Logan wished he could feel so certain of that. Between the explosion and the smell of blood hanging in the room, he could only imagine the hellish places Grant’s mind might have taken him to, or what kind of enemy he might believe Maddie to be.
“Easy, Grant,” he said. “You’re home in Scotland. The war’s over.”
“No.” He swung his head back and forth. “No, no, no. Dinna give me that tale, Captain. Not again. Day after day it’s the same. We’ll go to Ross--shire tomorrow, you tell me. Always tomorrow, never today.”
Logan swallowed a curse. Of all the times for Grant to stitch together a few pieces of his shredded memory. “Easy, mo charaid. Let’s just calm ourselves, and sit down to a nice glass of—-”
“I want to know now!” Grant shouted, holding the blade’s edge to Maddie’s pale throat. “You tell me the truth, MacKenzie.”
“First, let the lass go. She doesna know anything.” Logan moved toward him, open hands raised. “I’ll tell you the truth, but you must let her go.”

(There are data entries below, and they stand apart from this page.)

PR #1252, opened 2025-06-13
Reusage schemas fix

### LINKED ISSUE #1222: Jupyter: Data schema generation bug with mixed nullability of similarly named column

Jolanrensen:
Fixes #1222 by replacing the `strictlyEqualNestedSchemas` parameter by a more explicit `ComparisonMode`.

Comparing two schemas in `LENIENT` mode can return `IsSuper`, `IsDerived`, `IsEqual`, or `None`.
Compating in `STRICT` mode can only return `IsEqual` or `None`, because the schema's need to exactly match.
`STRICT_FOR_NESTED_SCHEMAS` works in `LENIENT` mode for the top-level, but `STRICT` for nested schemas. This is often used in Jupyter notebooks, to prevent nested types from extending each other and thus avoid a potential comparison explosion. (There could be a lot of nested types)

Also, added documentation everywhere

Requires tiny patch in the compiler plugin

### DIFF
--- a/core/src/main/kotlin/org/jetbrains/kotlinx/dataframe/schema/ColumnSchema.kt
+++ b/core/src/main/kotlin/org/jetbrains/kotlinx/dataframe/schema/ColumnSchema.kt
@@ -6,7 +6,6 @@ import org.jetbrains.kotlinx.dataframe.DataFrame
 import org.jetbrains.kotlinx.dataframe.DataRow
 import org.jetbrains.kotlinx.dataframe.columns.ColumnKind
 import org.jetbrains.kotlinx.dataframe.schema.ComparisonMode.LENIENT
-import org.jetbrains.kotlinx.dataframe.schema.ComparisonMode.STRICT
 import org.jetbrains.kotlinx.dataframe.schema.ComparisonMode.STRICT_FOR_NESTED_SCHEMAS
 import kotlin.reflect.KType
 import kotlin.reflect.full.isSubtypeOf
@@ -58,7 +57,7 @@ public sealed class ColumnSchema {
         override val nullable: Boolean = false
         override val type: KType get() = typeOf<AnyRow>()
 
-        public fun compare(other: Group, comparisonMode: ComparisonMode = LENIENT): CompareResult =
+        public fun compare(other: Group, comparisonMode: ComparisonMode = STRICT_FOR_NESTED_SCHEMAS): CompareResult =
             schema.compare(
                 other = other.schema,
                 comparisonMode = comparisonMode,
@@ -92,7 +91,7 @@ public sealed class ColumnSchema {
         }
     }
 
-    public fun compare(other: ColumnSchema, comparisonMode: ComparisonMode = LENIENT): CompareResult {
+    public fun compare(other: ColumnSchema, comparisonMode: ComparisonMode = STRICT_FOR_NESTED_SCHEMAS): CompareResult {
         if (kind != other.kind) return CompareResult.None
         if (this === other) return CompareResult.Equals
         return when (this) {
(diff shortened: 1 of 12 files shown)


core/src/main/kotlin/org/jetbrains/kotlinx/dataframe/schema/DataFrameSchema.kt
```diff
@@ -1,12 +1,17 @@
...
 
     /**
      * By default generated markers for leafs aren't used as supertypes: @DataSchema(isOpen = false)
-     * strictlyEqualNestedSchemas = true takes this into account for internal codegen logic
+     * [ComparisonMode.STRICT_FOR_NESTED_SCHEMAS] takes this into account for internal codegen logic
      */
-    public fun compare(other: DataFrameSchema, strictlyEqualNestedSchemas: Boolean = false): CompareResult
+    public fun compare(
+        other: DataFrameSchema,
+        comparisonMode: ComparisonMode = STRICT_FOR_NESTED_SCHEMAS,
```
koperagen: i think LENIENT should be default for more visibility - easier to see where our "special" codegen mode STRICT_FOR_NESTED_SCHEMAS handling is used

core/src/main/kotlin/org/jetbrains/kotlinx/dataframe/schema/ColumnSchema.kt
```diff
@@ -88,37 +88,27 @@ public abstract class ColumnSchema {
...
-    public fun compare(other: ColumnSchema): CompareResult = compare(other, false)
-
-    internal fun compareStrictlyEqualNestedSchemas(other: ColumnSchema): CompareResult = compare(other, true)
-
-    private fun compare(other: ColumnSchema, strictlyEqualNestedSchemas: Boolean): CompareResult {
+    public fun compare(other: ColumnSchema, comparisonMode: ComparisonMode = STRICT_FOR_NESTED_SCHEMAS): CompareResult {
         if (kind != other.kind) return CompareResult.None
         if (this === other) return CompareResult.Equals
         return when (this) {
             is Value -> compare(other as Value)
```
koperagen: Seems odd that comparison mode is not used here. How you tell the difference between nullable and non-nullable column?

Jolanrensen:
> Seems good, but it's quite hard to review with many stylistic / non-functional changes :(

Sorry, I just had no clue what was going on before refactoring, let alone debug how it should behave. Hopefully the new approach expresses the intention behind the code better :)

core/src/main/kotlin/org/jetbrains/kotlinx/dataframe/schema/DataFrameSchema.kt
Jolanrensen: I agree :)

core/src/main/kotlin/org/jetbrains/kotlinx/dataframe/schema/ColumnSchema.kt
Jolanrensen: That's true, I had it at one point, but it wasn't in the implementation before... Let's see what breaks if I add it back

Jolanrensen: Ah, the same behavior was achieved by `if (comparison != Equals && comparisonMode == STRICT) None else comparison` in the other file, but I improved it now so `ColumnSchema.Value` now also has a `comparisonMode` argument and the "strictness increase" is better explained.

Grant shook his head, keeping Maddie in a tight grip. “Where are they? I want my children. My family. I want the truth.”
“Just tell him,” Maddie whispered. “Please.”
Logan steeled himself and looked his friend in the eye. “They’re dead. They’re all dead.”
“That’s a lie.”
“No. We went there together, months ago. The wee ones perished of typhus a good year back. What remained of the village had been evicted. The houses were all burned out, and the survivors had been sent to Canada. Their ship sank in rough seas. There’s nothing left.”
“No.” Grant pressed the knife to Maddie’s throat. “No, you’re playing me false. I’d remember that.”
“You saw their graves, mo charaid. To the side of the old kirk, beneath the rowan tree. I stood by your side as you wept and prayed for them.”
Grant’s face contorted with anguish. The big man sobbed, and his grip on Maddie went slack.
Logan made eye contact with her. “Go. Now.”
She ducked under Grant’s arm and escaped to the side of the room.
Before Grant could reach for her, Logan stepped in his way. “I’m the one you’re angry with. Turn the knife on me.”
The big man gave an inhuman howl and did just that, charging forward and swinging the kitchen blade in a wide arc. Logan ducked fast enough to put himself out of harm’s way, but he heard the swish of steel pass all too close to his ear.
“Logan!” Maddie cried.
Then Grant changed direction, charging again. Logan scrambled backward over the table, putting a barrier between them. They circled round it as Grant chased and Logan stayed on retreat.
Logan kept his voice even. “Madeline, leave the room.”
“No.”
“I said go, Maddie.”
“I’m not leaving you alone with him. Not like this.” Out of the corner of his eye, Logan saw her reach for an oversized wooden spurtle and lift it like a cricket bat.
Then his attention swung back to Grant.
From the other side of the table, the battered soldier leveled the knife with a trembling hand. “What’s happened to my mind, Captain? I canna hold onto the days. They slip through my fingers. The last thing I properly recall, we were on the battlefield.”
“It was a mortar at Quatre--Bras.”
“My head was ringing. It’s still ringing. All the time, the ringing. The blood.” He struck himself with an open palm to the temple. “I told you to leave me. You should have left me.”
“I—-”
“You should have left me to die. Then I’d be with them now, not stuck in this hell. Feeling them die again and again. This is your fault.”